Andy_W
Well-known member
3000 miles isn't a lot, a know some 50+ year olds cycling twice that amount in a year You would be better off getting a taxi, rather than owning a car, especially not a new one, the depreciation/ cost per mile on that must be mental.However, I am lucky if I do 3000 miles a year, so I'm offsetting that to some degree. I can see the benefits of an EV, but as a buyer right now, I find them too bland and a bit of a one trick pony (speed). I've driven a couple of Tesla's and an iPace (lovely interior) and I wasn't overly enamoured with them. I do think EV's are the stopgap until we resolve hydrogen containment. Having to mine all those rare earth minerals for EV's among other things does damage to the landscape and that has to be considered alongside the CO2 emissions of production.

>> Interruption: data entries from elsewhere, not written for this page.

PR #2262, opened 2025-09-15
Deploy DA-1 by default on scratch, cimain, ciperiodic

martinflorian-da:
...and set DSO_SIZE to 3. So that we deploy by default now: sv-1 (DA-2), sv-da-1 (DA-1), sv-2 (DA-Eng-2), sv-3 (DA-Eng-3)

Biggest part of https://github.com/DACH-NY/canton-network-internal/issues/1484

You probably want to review together with https://github.com/DACH-NY/canton-network-internal/pull/1682 . I did cluster tests from there. I'll time the merges of the two PRs closely.

Limitations:

- DevNet preflights will not work on this version until we have moved DA-1 to us on DevNet; I plan to just pause the health checks and keep that pause short. Specifically I'll time merging so that we can reasonably get CILR testing of DA-1 and some coordination prep with the current DA-1 team *before* this gets packaged in a release and deployed on DevNet

TODOs shortly after these PRs:

- Override base versions temporarily so that CI upgrade and HDM tests work.
- Deploy DA-1 on CILR... (https://github.com/DACH-NY/canton-network-internal/issues/1721)
- Internal PR with README updates (and probably a CWT...)


cluster/deployment/scratchneta/config.yaml
```diff
@@ -13,3 +13,17 @@ validator1:
     maxDuration: "5m"
     retention: "1h" # Keep 1h
   deduplicationDuration: 30m
+svs:
```
moritzkiefer-da, line 16: hm it feels kind of off to copypasta this into every single config. Is there a good reason why we don't make it the default and then overwrite it where we don't want it?

cluster/scripts/vote-for-migration.sh
```diff
@@ -81,19 +81,39 @@ vote_data='{
...
+  fi
+  # the most local config.yaml takes precedence, and if ../config.yaml is the same as the SPLICE_ROOT one, merging is a NOP
+  yq ". *= load(\"$cluster_dir/../config.yaml\") | . *= load(\"$cluster_dir/config.yaml\")" < "$SPLICE_ROOT/cluster/deployment/config.yaml"
+}
 
-DSO_SIZE=${DSO_SIZE:-4}
 other_svs=()
+
+# standard (eng) SVs
+DSO_SIZE=${DSO_SIZE:-4}
```
moritzkiefer-da: do we want this to default to 4 if above you change it to 3?

martinflorian-da: Hm I don't think it matters a terrible lot but it seems nicer to fix for consistency, will do.

cluster/deployment/scratchneta/config.yaml
martinflorian-da: OK so for context we merge configs like this: https://github.com/hyperledger-labs/splice/blob/bbdbfeb50568e8a2d928ccd1d818d9a77376779b/cluster/pulumi/common/src/config/configLoader.ts#L22

So 1. I'm not fully sure how to overwrite, i.e. if something like `sv-da-1: null` would actually work, and 2. even if something like `sv-da-1: null` does work it seems sketchy that people have to remember to add it explicitly (on prod clusters mainly but still). I don't like the duplication but I'm not sure I prefer the alternative. WDYT?

moritzkiefer-da: Hm fair I guess. Can we realistically remove it after all prod clusters have switched over and change the default?

martinflorian-da: Added it as a follow-up on https://github.com/DACH-NY/canton-network-internal/issues/1483 ... tbh I'm not fully convinced that this is a good idea either but happy to give it another set of thoughts (when we're there).

cluster/scripts/vote-for-migration.sh
martinflorian-da: fixed + found another script to fix :facepalm:

PR #2285, opened 2025-09-16
Remove participant cpu limits

nicu-da:
Under load the participant is really cpu heavy due to all the signing and validating that happens and involves key signatures. Thus it can get cpu throttled fairly quickly.  Better to sacrifice cpu and avoid throttling

#### Cluster Testing

#### PR Guidelines

#### Merge Guidelines

### DIFF
--- a/cluster/helm/splice-participant/values-template.yaml
+++ b/cluster/helm/splice-participant/values-template.yaml
@@ -13,7 +13,6 @@ pod:
 defaultJvmOptions: -XX:+UseG1GC -XX:MaxRAMPercentage=75 -XX:InitialRAMPercentage=75 -Dscala.concurrent.context.minThreads=8 -XX:+HeapDumpOnOutOfMemoryError -XX:HeapDumpPath=/persistent-data
 resources:
   limits:
-    cpu: "4"
     memory: 32Gi
   requests:
     cpu: "1"


cluster/helm/splice-participant/values-template.yaml
```diff
@@ -13,7 +13,6 @@ pod:
 defaultJvmOptions: -XX:+UseG1GC -XX:MaxRAMPercentage=75 -XX:InitialRAMPercentage=75 -Dscala.concurrent.context.minThreads=8 -XX:+HeapDumpOnOutOfMemoryError -XX:HeapDumpPath=/persistent-data
 resources:
   limits:
-    cpu: "4"
```
martinflorian-da, line 16: So just for slow me (after reading some docs): This means that we can take all CPU there is on the node but only "1" is guaranteed, which is a strict improvement to the status quo where we can use at most "4" but only "1" is guaranteed?

nicu-da: Exactly, you can starve the entire node in theory, but considering that this is the participant, in most scenarios you would prefer it instead of throttling it.

moritzkiefer-da (approved):

cluster/helm/splice-participant/values-template.yaml
stas-sbi: > but only "1" is guaranteed

Strictly speaking "requests" don't guarantee anything and used **only for placement decisions** by the scheduler

PR #2294, opened 2025-09-17
Hide fees with value 0 in scan UI

OriolMunoz-da:
Fixes https://github.com/hyperledger-labs/splice/issues/2274


apps/scan/frontend/src/__tests__/scan.test.tsx
```diff
@@ -158,3 +158,17 @@ test('backfilling indicator does not shows when response is unclear', async () =
   const backfillingIndicator = screen.queryByTestId('backfilling-alert');
   expect(backfillingIndicator).toBeNull();
 });
+
+// the server handler returns no fees by default
```
meiersi-da, line 165: Where do we test that the fees are shown if they are non-zero?

meiersi-da: Would we usually also test that the unit rendering matches? your call on what to do... I have to little experience with the frontend code to be of help here. Semantically it looks right :)

PR #2297, opened 2025-09-17
[ci] Increase client http timeouts

nicu-da:
By default the client times out after 40 seconds so even if we bumped the server timeout we still need to increase the client one. 

This bumps the timeout for all the http clients but I don't really see a big issue there as the server side timeout should still kick in. If we do notice any type of issue we might need to add custom http clients timeouts per operation but that sounds overly complex and not useful right now. 

#### Cluster Testing

#### PR Guidelines

#### Merge Guidelines

### DIFF
--- a/apps/app/src/test/resources/include/svs/_sv.conf
+++ b/apps/app/src/test/resources/include/svs/_sv.conf
@@ -61,6 +61,10 @@
         max-failures = 20
       }
     }
+    timeouts {
+      # required if we want to also increase on the client side the timeout
+      request-timeout = 5 minutes
+    }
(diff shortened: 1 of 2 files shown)


moritzkiefer-da:
> This bumps the timeout for all the http clients but I don't really see a big issue there as the server side timeout should still kick in. If we do notice any type of issue we might need to add custom http clients timeouts per operation but that sounds overly complex and not useful right now.

iirc we added client side timeouts because we had cases where the connection was stuck in ways where the server timeout did not kick in and we really wanted it to time out client side. This seems to make this worse again.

For me I got a car worth twice the value, more tech and better performance, for the same yearly cost as a car nowhere near as good, nice, or performance etc, but you need to do a certain amount of miles to make it worthwhile, for me it was about 12k, but I got a good deal. If you don't do the miles you never get the EV gains, but still suffer the purchase price.
Hydrogen is possibly the future (distant future) unless better batteries get there first. A major problem for hydrogen is in how it's moved, hydrogen pipelines would be a nightmare, that's coming from someone that installs pipelines. The safety/ cost/ tech required to do it would be ridiculous. It just wouldn't get started. A hydrogen pipe cost about 20x what a water pipe would to install. So it would be back to trucks, which is a massive waste of energy, and how far away is a realistic value truck running on hydrogen? 20-30 years? Within 5 years EV might be outselling ICE, and definitely, in the more developed world, so the biggest problem hydrogen will face is it will be being compared to EV's not ICE's, as by the time hydrogen is ready and able most of the ICE cars will have gone (in the developed world), and all EV's will be running on renewable energy, and will have another 10 years of development.